For Cairn Group, Handa said that might derive from bundling together his unflagged assets—“a soft collection of brands for a little more recognition.”
For new investors and fledgling brands, the goal is to find a niche or reposition themselves to create additional excitement.
Hotel Sezz’s Kalaidjian said he’s taken some inspiration recently from boutique design brand 25Hours Hotels.
“The idea is to keep growing Sezz as a brand, but the Paris property likely will be converted to a Sezz Res (apart-hotel) to counter Airbnb. Other assets might combine chalets, rooms and residences. We’ll grow slowly in markets where our customers like to travel and where our feeder markets are,” he said.
Jacobs said Horeca is a traditional investor, but also is seeking that magical new niche, whatever it might be.
“We like properties with a repositioning aspect, but on the other side, we’re trying to find a new platform or concept and invest and accelerate a product. We do not want to buy a platform outright,” he said.

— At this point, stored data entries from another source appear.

PR #1474, opened 2026-05-31
fix(cursor): handle large file payloads with unescaped quotes

Forwardxiang:
When Cursor sends large payloads containing file content with unescaped quotes, standard JSON parsing fails. The metadata fields we need are properly escaped, so we can extract them using regex instead of relying on full JSON parsing.

---

<a href="https://app.devin.ai/review/git-ai-project/git-ai/pull/1474" target="_blank">
  <picture>
    Open in Devin Review
  </picture>
</a>


svarlamov:
Need a Cursor upstream fix for this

Charity’s The Coaching Inn Group?also might be considered a more traditional investor.
“The goal is to have 25 hotels over the next three years, but we will stick to our criteria of market towns and an average of 30 rooms. We are very (food-and-beverage focused), so locations have to be perfect. We will not fail, so I’d prefer to move slower, but the good news is that there are 960 market towns in the U.K.,” he said.
Charity added that branding is missing entirely from some aspects of his operations, notably bars and restaurants.
Getting out
The panelists said that for low-performing markets, exiting is a strategy that may come into play, though there are many dynamics to consider.
“In real estate, the markets we’re investing in are very liquid,” Jacobs said. “In corporate markets, exiting is a very big consideration.”
Kalaidjian added, “We can divest the real estate or the operations so that in essence it becomes a franchise. There is the opportunity to exit some of it, some residential that we can add back to the rental pot and which will generate some revenue.”
Handa and Charity said their companies’ focus is on capital expenditure.
“A lot of our properties came out of distress, so you do not get the warranties. At the moment, it is about putting all the pieces in place,” Handa said.
Charity added that “exiting was our biggest consideration at first, but, as we come from the F&B industry predominantly, now it is about creating something for the next generation or the one after that.”